Saturday, 20 August 2011

Freight Night [Review: Cargo]

The Swiss film Cargo is set in a future where the Earth's ecosystem has collapsed and humans live in orbiting refugee camps. Anna-Katharina Schwabroh stars as Laura, a ship's doctor who takes a berth on the Kassandra which is preparing a run to a robotic supply station. It's a long voyage and the crew take turns at the watch while their crewmates are in cryosleep - but guess what: Laura starts to feel she is not alone. I've never seen Schwabroh in anything before but she is perfectly cast: very human, strong in some ways, vulnerable in others.

The Kassandra is a great addition to the claustrophobic spaceship sub-genre, from Laura's first day at work as she struggles to get through the half-working airlock to the obligatory Nostromo or Event Horizon coridoors to the massive automated cargo vault. Laura's predicament and her decisions to wake other crew members lead to mistrust and arguments between them.

Anna-Katharina Schwabroh as Laura

Cargo attempts a complex plot with lots of mysteries, twists and reveals, a few of these are too obvious and there are slightly too many different ideas or sub-plots. On the other hand this complexity does distance the film from many other science fiction films which are often based entirely around a single concept.

Saturday, 6 August 2011

It's a mini adventure! [Review: Arrietty]

"The Borrowers" by Mary Norton, the origin of the film Arrietty, is a much-loved children's novel from the UK. I have no idea how it fell into the hands of director Hiromasa Yonebayashi: without generalizing too much it seems Japanese animators have good literary taste.

The Borrowers are Little People living in the floor and wall spaces of a house and "borrowing" what they need. For some reason in my house they seem to need a lot of biros. Little People are found in the stories and legends of any country where alcohol is readily available. The film is about a 13-year old Borrower child, Arrietty, whose coming of age trip into the world of the Human Beans goes awry when she is spotted by a young Bean who is not asleep.

The UK release of this film features some of the best voice talent you could hope to find, led by Hanna's Saoirse Ronan as Arrietty. None of which was any consolation to me as I found myself unexpectedly watching the subtitled release instead. Still, if you have to watch any film in an unfamiliar language, it might as well be a Studio Ghibli film: no translation is needed for ivy leaves in the rain.



The artwork of this film is simply beautiful and beautifully simple.
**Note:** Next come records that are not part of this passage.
PR #781, opened 2022-02-19
[RORDEV-515] fips compliant ssl

pielas:


core/src/main/scala/tech/beshu/ror/utils/SSLCertHelper.scala
```diff
@@ -0,0 +1,195 @@
...
+        keystore.load(keystoreFile, sslConfiguration.keystorePassword)
+        keystore
+      }
+      }
+  }
+
+  private def loadTruststore(sslConfiguration: SslConfiguration, fipsCompliant: Boolean) = {
+    sslConfiguration.truststoreFile
+      .map { truststoreFileName =>
+        Resource
```
coutoPL, line 73: similar code to the above. Can we extract it and reuse?

core/src/main/scala/tech/beshu/ror/utils/SSLCertHelper.scala
```diff
@@ -0,0 +1,195 @@
...
+  }
+
+  private def prepareAlias(keystore: KeyStore, config: SslConfiguration) =
+    config.keyAlias match {
+      case None if keystore.aliases().hasMoreElements =>
+        val firstAlias = keystore.aliases().nextElement()
+        logger.info(s"ROR SSL: ssl.key_alias not configured, took first alias in keystore: $firstAlias")
+        firstAlias
+      case None =>
+        throw MalformedSslSettings("No alias found, therefore key found in keystore!")
```
coutoPL, line 98: hmm, are you sure the message is ok?

core/src/main/scala/tech/beshu/ror/utils/SSLCertHelper.scala
```diff
@@ -0,0 +1,195 @@
...
+            }
+          }
+      }.sequence
+  }
+
+  private def prepareAlias(keystore: KeyStore, config: SslConfiguration) =
+    config.keyAlias match {
+      case None if keystore.aliases().hasMoreElements =>
+        val firstAlias = keystore.aliases().nextElement()
+        logger.info(s"ROR SSL: ssl.key_alias not configured, took first alias in keystore: $firstAlias")
```
coutoPL, line 95: warn level?

core/src/main/scala/tech/beshu/ror/utils/SSLCertHelper.scala
```diff
@@ -0,0 +1,195 @@
...
+        firstAlias
+      case None =>
+        throw MalformedSslSettings("No alias found, therefore key found in keystore!")
+      case Some(keyAlias) =>
+        keyAlias.value
+    }
+
+  private def removeAllAliasesFromKeystoreBesidesOne(keystore: KeyStore, alias: String): Unit = {
```
coutoPL, line 103: shouldn't we warn the admin that this is being done?

core/src/main/scala/tech/beshu/ror/utils/SSLCertHelper.scala
```diff
@@ -0,0 +1,195 @@
...
+        _.map { truststore =>
+          val tmf = getTrustManagerFactoryInstance(fipsCompliant)
+          tmf.init(truststore)
+          tmf
+        }
+      }
+      .unsafeRunSync()) match {
+      case Success(kmf) => kmf.getOrElse(throw TrustManagerNotConfiguredException)
+      case Failure(exception) =>
+        throw UnableToInitializeTrustManagerFactoryUsingProvidedTruststore(exception.getMessage)
```
coutoPL, line 120: shouldn't we pass the whole cause exception, not just a message?

core/src/main/scala/tech/beshu/ror/utils/SSLCertHelper.scala
```diff
@@ -0,0 +1,195 @@
...
+        kmf
+      }
+  }
+
+  def prepareSSLContext(sslConfiguration: SslConfiguration, fipsCompliant: Boolean): SslContext = {
+    Try(SSLCertHelper
+      .getKeyManagerFactory(sslConfiguration, fipsCompliant)
+      .unsafeRunSync()) match {
+      case Success(keyManagerFactory) =>
+        val sslCtxBuilder = SslContextBuilder.forServer(keyManagerFactory)
```
coutoPL, line 139: what about moving it to the map method and calling unsafeRunSync at the end of monadic chain?

core/src/main/scala/tech/beshu/ror/utils/SSLCertHelper.scala
```diff
@@ -0,0 +1,195 @@
...
+        }
+        sslCtxBuilder.build()
+      case Failure(exception: IOException) =>
+        throw UnableToLoadDataFromProvidedKeystoreException(sslConfiguration.keystoreFile, exception.getMessage)
+      case Failure(exception) =>
+        throw UnableToInitializeKeyManagerFactoryUsingProvidedKeystore(exception.getMessage)
+    }
+  }
+
+  def validateProtocolAndCiphers(sslContextBuilder: SslContextBuilder, config: SslConfiguration): Boolean =
```
coutoPL, line 157: maybe we can change the name to `areProtocolAndCiphersValid`?

es60x/src/main/scala/tech/beshu/ror/es/ReadonlyRestPlugin.scala
```diff
@@ -125,11 +130,15 @@ class ReadonlyRestPlugin(s: Settings, p: Path)
                                  xContentRegistry: NamedXContentRegistry,
                                  networkService: NetworkService,
                                  dispatcher: HttpServerTransport.Dispatcher): util.Map[String, Supplier[HttpServerTransport]] = {
+    val fipsCompliant = fipsConfig.fipsMode match {
```
coutoPL, line 133: maybe we can wrap the code into IsFibsCompliant typeclass and place next to FipsConfiguration class?

es61x/src/main/scala/tech/beshu/ror/es/ReadonlyRestPlugin.scala
```diff
@@ -116,6 +121,8 @@ class ReadonlyRestPlugin(s: Settings, p: Path)
 
   private var ilaf: IndexLevelActionFilter = _
 
+  SecurityProviderConfiguratorForFips.configureIfRequired(fipsConfig)
```
coutoPL, line 124: why we don't have to do this in the context of es60x?

es61x/src/main/scala/tech/beshu/ror/es/ReadonlyRestPlugin.scala
```diff
@@ -107,6 +108,10 @@ class ReadonlyRestPlugin(s: Settings, p: Path)
     .load(environment.configFile)
     .map(_.fold(e => throw new ElasticsearchException(e.message), identity))
     .runSyncUnsafe(timeout)(Scheduler.global, CanBlock.permit)
+  private val fipsConfig = FipsConfiguration
```
coutoPL, line 111: maybe we can create a helper to run it like this:
```
RorSsl
    .load(environment.configFile)
    .getOrThrowElasticsearchException
```

es61x/src/main/scala/tech/beshu/ror/es/ssl/SSLNetty4InternodeServerTransport.java
```diff
@@ -33,34 +32,33 @@
...
 import java.security.AccessController;
 import java.security.PrivilegedAction;
 import java.util.Optional;
-import java.util.stream.Collectors;
 
 public class SSLNetty4InternodeServerTransport extends Netty4Transport {
 
   private final Logger logger = LogManager.getLogger(this.getClass());
   private final InternodeSslConfiguration ssl;
+  private final Boolean fipsCompliant;
```
coutoPL, line 49: I wonder if we shouldn't add the flag to InternodeSslConfiguration? (the same applies to SslConfiguration). WDYT?

integration-tests/src/test/scala/tech/beshu/ror/integration/suites/ClusterStateWithInternodeSslSuite.scala
```diff
@@ -66,7 +66,7 @@ trait ClusterStateWithInternodeSslSuite
           configHotReloadingEnabled = true,
           enableXPackSsl = true
         )
-      )
+    )
```
coutoPL, line 69: formatting

integration-tests/src/test/scala/tech/beshu/ror/integration/suites/FipsSslSuite.scala
```diff
@@ -0,0 +1,66 @@
...
+  extends AnyWordSpec
+    with BaseEsClusterIntegrationTest
+    with ESVersionSupportForAnyWordSpecLike
+    with SingleClientSupport
+    with BeforeAndAfterAll {
+  this: EsContainerCreator =>
+
+  override implicit val rorConfigFileName = "/fips_ssl/readonlyrest.yml"
+
+
```
coutoPL, line 37: redundant `\n`s (here and below)

coutoPL (changes requested):
@pielas did you solve the problem of running FIBS SSL compliant code with java 11?

pielas:
> @pielas did you solve the problem of running FIBS SSL compliant code with java 11?

Kind of, If the library is included into the project it works with any java version

core/src/main/scala/tech/beshu/ror/utils/SSLCertHelper.scala
pielas: I've copy pasted this message from previous implementation. It was indeed wrong. Fixed it

core/src/main/scala/tech/beshu/ror/utils/SSLCertHelper.scala
pielas: Hmm I don't think it would be good idea to set this log message to warn because probably it's typical situation that alias is not configured

core/src/main/scala/tech/beshu/ror/utils/SSLCertHelper.scala
pielas: This method doesn't change any file on the disk. It's just modifying keystore in memory. I'm removing all unneeded keys to keep backward compatibility with previous implementation.

es61x/src/main/scala/tech/beshu/ror/es/ReadonlyRestPlugin.scala
pielas: We could, but currently we are throwing `ElasticsearchException` which is not accessible from the core and creating this helper in each module probably won't make sense. It would be easy to make such helper if we could throw some non elastic exception

es61x/src/main/scala/tech/beshu/ror/es/ssl/SSLNetty4InternodeServerTransport.java
pielas: I wanted to make `FipsCompliant` setting part of `SslConfiguration`. However there are plans to make ROR fully compatible with FIPS. Fully compliant FIPS would require SSL FIPS + some additional things. In that case I thought it would be probably better to have general configuration parameter for FIPS mode.

sscarduzio:
Guys this pr has been going on for months, what's the blocker here?

pielas:
@sscarduzio It was mainly delayed because I've encountered some issues with elastic limiting allowed privileges which came out during working on this PR. I found a way to overcome that and this PR is on it's really way to be closed. All tests should be passing now

coutoPL (approved):
Thanks! @pielas it looks like we need some documentation of these changes, right?

PR #784, opened 2022-02-24
[RORDEV-619] ES 8.0.0 support

sscarduzio:
🚀New (ES) New Support for 8.0.0, 8.0.1


sscarduzio:
OK it seems it's uploading finally :)

coutoPL:
> OK it seems it's uploading finally :)

yes, but I treat it as a workaround for now. Integration with ES 8.0.0 is the most important part of the task now. As a long-term solution, it have to be improved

Arrietty cuts a dashing pose in her red dress, clothes-peg hairclip and pin sword: it's been noted elsewhere that, alongside Rapunzel in Tangled she is one of the very few female leads in children's animation this year.

The film does make good use of the centimetre-scale setting, interestingly this is less about Arrietty's father Pod making steampunk contraptions from cotton reels and safety pins (although he does do this) and more observation of fluid dynamics - tea, poured from a doll's house teaset, forms giant droplets. The Borrowers are always tiny and vulnerable and so their dilemma on being discovered by the Human Beans is real and affecting.